* THE TASK
Repeat the entries below exactly. Begin with the first line and end with the line that contains "-90,18 +90,47 @@".
----
PR #1233, opened 2025-09-09
Umarshal config.yaml to yaml.Node

lingyzhuang:
Remove `payload` in type config.Config add `root yaml.Node instead,` . Unmarshal config into *yaml.Node, decode it to Installer, marshal it to payload, then update the configuration in cluster.

Jira: [RHTAP-5316](https://issues.redhat.com/browse/RHTAP-5316)

## Summary by CodeRabbit

- New Features
  - Improved YAML config handling: load from file/bytes and decode in-memory YAML for reliable processing and round-trips.

- Bug Fixes
  - Better validation and clearer errors for empty/invalid configs.
  - Dry-run no longer prints configuration when an error occurs.

- Refactor
  - Encoding/decoding path revamped to preserve YAML structure and emit consistent document headers.

- Tests
  - Added/updated tests for decode/encode round-trips and string output equality.

### DIFF
--- a/pkg/config/config.go
+++ b/pkg/config/config.go
@@ -1,6 +1,7 @@
 package config
 
 import (
+	"bytes"
 	"errors"
 	"fmt"
 
@@ -29,10 +30,9 @@ type Spec struct {
 
 // Config root configuration structure.
 type Config struct {
-	cfs     *chartfs.ChartFS // embedded filesystem
-	payload []byte           // original configuration payload
-
-	Installer Spec `yaml:"tssc"` // root configuration for the installer
+	cfs       *chartfs.ChartFS // embedded filesystem
+	Installer Spec             `yaml:"tssc"` // root configuration for the installer
+	root      yaml.Node        // yaml data representation
 }
 
 var (
@@ -90,18 +90,47 @@ func (c *Config) Validate() error {
 	return nil
 }
 
+// DecodeNode returns a struct converted from *yaml.Node
+func (c *Config) DecodeNode() error {
+	if len(c.root.Content) == 0 {
+		return fmt.Errorf("invalid configuration: content is empty")
+	}
+	if len(c.root.Content[0].Content) == 0 {
+		return fmt.Errorf("invalid configuration: missing content")
+	}
+	root := c.root.Content[0].Content[1]
+	if err := root.Decode(&c.Installer); err != nil {
+		return err
+	}
+	return nil
+}
+
 // MarshalYAML marshals the Config into a YAML byte array.
 func (c *Config) MarshalYAML() ([]byte, error) {
-	return yaml.Marshal(c)
+	var buf bytes.Buffer
+	if len(c.root.Content) == 0 {
+		return nil, fmt.Errorf("invalid configuration format: content is nil or empty")
+	}
+	buf.WriteString("---\n")
+	encoder := yaml.NewEncoder(&buf)
+	encoder.SetIndent(2)
+	defer encoder.Close()
+	if err := encoder.Encode(c.root.Content[0]); err != nil {
+		return nil, err
+	}
+	return buf.Bytes(), nil
 }
 
 // UnmarshalYAML Un-marshals the YAML payload into the Config struct, checking the
 // validity of the configuration.
-func (c *Config) UnmarshalYAML() error {
-	if len(c.payload) == 0 {
+func (c *Config) UnmarshalYAML(payload []byte) error {
+	if len(payload) == 0 {
 		return ErrEmptyConfig
 	}
-	if err := yaml.Unmarshal(c.payload, c); err != nil {
+	if err := yaml.Unmarshal(payload, &c.root); err != nil {
+		return fmt.Errorf("%w: %w", ErrUnmarshalConfig, err)
+	}
+	if err := c.DecodeNode(); err != nil {
 		return fmt.Errorf("%w: %w", ErrUnmarshalConfig, err)
 	}
 	return c.Validate()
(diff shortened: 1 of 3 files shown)


pkg/config/config.go
```diff
@@ -35,6 +36,10 @@ type Config struct {
 	Installer Spec `yaml:"tssc"` // root configuration for the installer
 }
 
+type Node struct {
+	root *yaml.Node
```
otaviof: The `yaml.Node` instance must live in the `Config` itself. That's where we store the configuration payload.

pkg/config/config.go
```diff
@@ -97,30 +102,162 @@ func (c *Config) MarshalYAML() ([]byte, error) {
...
 	}
-	if err := yaml.Unmarshal(c.payload, c); err != nil {
-		return fmt.Errorf("%w: %w", ErrUnmarshalConfig, err)
+	var node yaml.Node
+	if err := yaml.Unmarshal(c.payload, &node); err != nil {
+		return nil, fmt.Errorf("%w: %w", ErrUnmarshalConfig, err)
 	}
-	return c.Validate()
+	return &node, nil
+}
```
otaviof: Here, following my previous comment, the `UnamarshalYAML` should write to the `*Config`, itself.

pkg/config/config.go
```diff
@@ -97,30 +102,162 @@ func (c *Config) MarshalYAML() ([]byte, error) {
...
+		}
+		keyPath, value := parts[0], parts[1]
+		keyPathValues[keyPath] = value
+	}
+	if len(keyPathValues) == 0 && len(setValues) > 0 {
+		return nil, fmt.Errorf("No valid updates applied")
+	}
+	return keyPathValues, nil
+}
+
```
otaviof: Also, it must write, or update, the information on the `*Config` object.

pkg/config/config.go
```diff
@@ -129,8 +266,12 @@ func NewConfigFromFile(cfs *chartfs.ChartFS, configPath string) (*Config, error)
...
 func NewConfigFromBytes(payload []byte) (*Config, error) {
 	c := &Config{payload: payload}
-	if err := yaml.Unmarshal(payload, c); err != nil {
-		return nil, fmt.Errorf("%w: %s", ErrUnmarshalConfig, err)
+	node, err := c.UnmarshalYAML()
+	if err != nil {
+		return nil, err
+	}
+	if err = c.DecodeNode(node); err != nil {
+		return nil, err
```
otaviof, line 176: Same here.

pkg/config/config.go
```diff
@@ -144,3 +285,24 @@ func NewConfigDefault() (*Config, error) {
...
+	}
+	if err = confNode.UpdateInConfig(keyPathValues); err != nil {
+		return nil, err
+	}
+	if err = c.DecodeNode(confNode.root); err != nil {
+		return nil, err
+	}
+	c.payload, err = yaml.Marshal(confNode.root)
+	return c, nil
+}
```
otaviof: The `*Config` object should be able to receive updates, same than the previous comments.

pkg/config/config_test.go
otaviof, line 1: I'd like to see more testing for the update feature, please.

pkg/subcmd/config.go
otaviof, line 1: Let's leave the subcommand changes for another PR, please. I'd like to work with you on this change.

otaviof (changes requested):
Let's focus on the `config.Config` struct to support `yaml.Node` instead of the `payload []byte` it's currently using. Let's leave the `tssc config` subcommand to a follow up PR, please.

pkg/config/config.go
```diff
@@ -90,46 +89,70 @@ func (c *Config) Validate() error {
...
+func (c *Config) UnmarshalYAML(payload []byte) error {
+	if len(payload) == 0 {
 		return ErrEmptyConfig
 	}
-	if err := yaml.Unmarshal(c.payload, c); err != nil {
+	if err := yaml.Unmarshal(payload, &c.root); err != nil {
 		return fmt.Errorf("%w: %w", ErrUnmarshalConfig, err)
 	}
-	return c.Validate()
+	return nil
```
otaviof: Here I think you'll need to "unmarshal" into the `config.Installer` struct, and you should continue to invoke the `c.Validate()`.

pkg/config/config.go
```diff
@@ -90,46 +89,70 @@ func (c *Config) Validate() error {
...
 }
 
 // String returns this configuration as string, indented with two spaces.
-func (c *Config) String() string {
-	return string(c.payload)
+func (c *Config) String(payload []byte) string {
+	return string(payload)
```
otaviof: The `String()` method must return the self representation nas string, instead of receiving a parameter.

otaviof (changes requested):

pkg/config/config.go
```diff
@@ -29,10 +30,9 @@ type Spec struct {
 
 // Config root configuration structure.
 type Config struct {
-	cfs     *chartfs.ChartFS // embedded filesystem
-	payload []byte           // original configuration payload
-
-	Installer Spec `yaml:"tssc"` // root configuration for the installer
+	cfs       *chartfs.ChartFS // embedded filesystem
+	Installer Spec             `yaml:"tssc"` // root configuration for the installer
+	root      yaml.Node        // unmarshal yaml config to yaml.Node
```
otaviof: nit: the comment about this item should be "yaml data representation".

pkg/config/config.go
```diff
@@ -90,46 +90,79 @@ func (c *Config) Validate() error {
...
+	if len(c.root.Content[0].Content) == 0 {
+		return fmt.Errorf("invalid configuration: missing content")
+	}
+	root := c.root.Content[0].Content[1]
+	if err := root.Decode(&c.Installer); err != nil {
+		return err
+	}
+	return nil
+}
+
```
otaviof, line 117: Where's this function being used?

otaviof (approved):
/lgtm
----
* ANSWER TO THIS PROBLEM
PR #1233, opened 2025-09-09
Umarshal config.yaml to yaml.Node

lingyzhuang:
Remove `payload` in type config.Config add `root yaml.Node instead,` . Unmarshal config into *yaml.Node, decode it to Installer, marshal it to payload, then update the configuration in cluster.

Jira: [RHTAP-5316](https://issues.redhat.com/browse/RHTAP-5316)

## Summary by CodeRabbit

- New Features
  - Improved YAML config handling: load from file/bytes and decode in-memory YAML for reliable processing and round-trips.

- Bug Fixes
  - Better validation and clearer errors for empty/invalid configs.
  - Dry-run no longer prints configuration when an error occurs.

- Refactor
  - Encoding/decoding path revamped to preserve YAML structure and emit consistent document headers.

- Tests
  - Added/updated tests for decode/encode round-trips and string output equality.

### DIFF
--- a/pkg/config/config.go
+++ b/pkg/config/config.go
@@ -1,6 +1,7 @@
 package config
 
 import (
+	"bytes"
 	"errors"
 	"fmt"
 
@@ -29,10 +30,9 @@ type Spec struct {
 
 // Config root configuration structure.
 type Config struct {
-	cfs     *chartfs.ChartFS // embedded filesystem
-	payload []byte           // original configuration payload
-
-	Installer Spec `yaml:"tssc"` // root configuration for the installer
+	cfs       *chartfs.ChartFS // embedded filesystem
+	Installer Spec             `yaml:"tssc"` // root configuration for the installer
+	root      yaml.Node        // yaml data representation
 }
 
 var (
@@ -90,18 +90,47 @@ func (c *Config) Validate() error {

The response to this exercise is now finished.